I guess that by 'vSphere' you mean the vCenter server, running as a VM.

Whenever a vCenter is present, it is advisable to add it to Pure as an Infrastructure server. If a vCenter is added to Pure, all the communication and all the backups will be performed through that vCenter. This is always the recommended way since by communicating directly with ESXi hosts and bypassing the vCenter, the two may go out of sync and vCenter might not be aware of the changes done via the ESXi. Also, in many cases the whole vSphere environment is configured in such a way that restoring to an ESXi host that is currently being managed by a vCenter is not allowed.

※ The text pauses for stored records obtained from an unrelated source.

PR #4125, opened 2024-10-31
Improve test coverage

snordmann:
In this PR my goal is to test more endpoints and maybe even the frontend. This should make verification of future changes easier.


snordmann:
One thing that I noticed relating to the tests: The GET response for `/api/proxy-hosts` schema does not verify. The `certificate` property is not set on the returned proxy-hosts.

How should this be fixed? I see two options:
* (a) Edit the schema to make certificate an optional property
* (b) Adjust the backend to always include the certificate property

snordmann:
I will most likely not continue my work on this.
I don't like the high rate of repetition in the current testing approach.

And even then we don't really test whether frontend and backend are compatible (we would probably need real E2E tests or at least contract tests - though contract tests seem a bit overkill for a project this small).

Issue #4122, opened 2024-10-30
Allow Changing the Default Ports; Currently Blocks Host Networking


mtwo:
I've seen several issues in this repository that request the ability to change the default listen ports for HTTP and HTTPS traffic, however most of these are solvable by configuring the correct bridge ports in Docker or Kubernetes.

However, there is a use case for NPM that requires changing the ports within the container: host networking. [Host networking offers significant performance improvements over bridge networking](https://docs.docker.com/engine/network/drivers/host/), as the Docker runtime doesn't have to handle any of the incoming or outgoing network traffic from the application. It is often recommended for network proxies like Nginx for this reason, and there are [some compelling benchmarks of the performance differences](https://stackoverflow.com/questions/49023800/performance-issues-running-nginx-in-a-docker-container/49274333#49274333).

Unfortunately, Docker host networking removes the ability for Docker to remap ports, meaning that the default ports of the application inside of the container are used instead. This causes issues in Docker environments were ports 80 and 443 are already used by the host operating system or other applications, which is the case for TrueNAS and several others: https://github.com/truenas/apps/issues/734

Being able to set the Nginx listen and web UI ports via an environment variable or some other mechanism would allow users in any Docker environment to gain the performance benefits of using the host network driver.

HafizAhmedMoon:
👍

marcbennasarp:
👍

PR #4127, opened 2024-10-31
Support for chaning the HTTP and HTTPS port that hosts will listen on

snordmann:
I have seen a few issues that mention that changing the port that nginx listens on is important (especially when using hostNetwork).

I am not totally convinced that NPM should allow these use-cases but I was bored enough to implement it anyway.

Related Issue: #4122

### DIFF
--- a/backend/internal/nginx.js
+++ b/backend/internal/nginx.js
@@ -5,6 +5,20 @@ const config = require('../lib/config');
 const utils  = require('../lib/utils');
 const error  = require('../lib/error');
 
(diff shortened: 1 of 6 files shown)


snordmann:
@csbde could you please give more information what excactly went wrong?

My first guess: You are not using hostNeteork and the default ports of 80 and 443 are exposed instead of the defined ports. I could probably improve the documentation in that regard.

I will investigate on the weekend, when I have some spare time.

So for example, if you had a vCenter server managing 3 hosts (ESXi1, ESXi2 and ESXi3) and the vCenter VM is located on ESXi1, you would want to make sure that the vCenter server is added to Pure as an infrastructure server. Additionally, in order to backup the vCenter VM itself, you would want to add the ESXi1 as an Infrastructure server also. The other two ESXi hosts can be skipped entirely. In all backups and restores, Pure will communicate only with the vCenter server (which will in turn communicate with particular hosts as needed). The only exception is the backup (and verify) of the vCenter VM. Only in that one case, Pure will communicate with the host ESXi1 because this is the host managing vCenter VM.

So yes, you can definitely backup and restore a vCenter VM. Just make sure to add both the vCenter and the ESXi host on which it sits.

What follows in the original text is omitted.